Article Text
Abstract
Objectives In a sample of patients with cancer (n=1145) who were assessed during the height of the COVID-19 pandemic, latent profile analysis was used to identify subgroups of patients with distinct stress profiles and to evaluate for differences in demographic and clinical characteristics and symptom severity scores among these subgroups.
Methods Patients completed measures of cancer-specific and COVID-19 stress, global stress, social isolation, loneliness, depression, state and trait anxiety, morning and evening fatigue, morning and evening energy, sleep disturbance, cognitive function, and pain. Latent profile analysis was used to identify subgroups of patients with distinct stress profiles. Differences among the subgroups in study measures were evaluated using parametric and non-parametric tests.
Results Using clinically meaningful cut-off scores for the stress measures, four distinct stress profiles were identified (ie, none class (51.3%); low stress and moderate loneliness class (24.4%), high stress and moderate loneliness class (14.0%), and very high stress and moderately high loneliness class (high, 10.3%)). Risk factors associated with membership in the high class included: younger age, lower annual household income, lower functional status and higher comorbidity burden. The two worst stress profiles reported clinically meaningful levels of all of the common symptoms associated with cancer and its treatments.
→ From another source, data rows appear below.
PR #35331, opened 2025-04-28
fix(studio): early fail query when x-connection-encrypted is invalid

avallete:
- Add a guard against all `/pg-meta` queries, ensuring the `x-connection-encrypted` header is set. Early error otherwise.
- Add retry mechanism if the project connectionString is null (see: https://github.com/supabase/infrastructure/pull/22821)


apps/studio/components/interfaces/SQLEditor/SQLEditor.tsx
```diff
@@ -147,17 +147,20 @@ export const SQLEditor = () => {
...
 
   const { data, refetch: refetchEntityDefinitions } = useEntityDefinitionsQuery(
     {
       schemas: selectedSchemas,
       projectRef: project?.ref,
       connectionString: project?.connectionString,
     },
-    { enabled: includeSchemaMetadata }
+    { enabled: Boolean(project?.connectionString) && includeSchemaMetadata }
   )
```
avallete, line 164: **note**

Once the logic is the same API side, if we can't get a valid project.connString, we won't be able to get a valid one from databases either.

avallete (commented):
Since most of our component props types are derived from the api types, there is a lot of noise about type changes because of the new `null` possibility for the `connString`.

Highlighted the places with actual logic changes to make the review easier.

alaister (approved):
LGTM!

- Tested on preview & self-hosted preview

Conclusion Findings from this study, obtained prior to the availability of COVID-19 vaccines and anti-viral medications, provide important ‘benchmark data’ to evaluate for changes in stress and symptom burden in patients with cancer in the postvaccine era and in patients with long COVID-19.
- Cancer
- Chronic conditions
- Psychological care
Data availability statement
Data are available on reasonable request. Data are available on request to the corresponding author after a material transfer agreement is signed with the University of California, San Francisco.
This article is made freely available for personal use in accordance with BMJ’s website terms and conditions for the duration of the covid-19 pandemic or until otherwise determined by BMJ. You may use, download and print the article for any lawful, non-commercial purpose (including text and data mining) provided that all copyright notices and trade marks are retained.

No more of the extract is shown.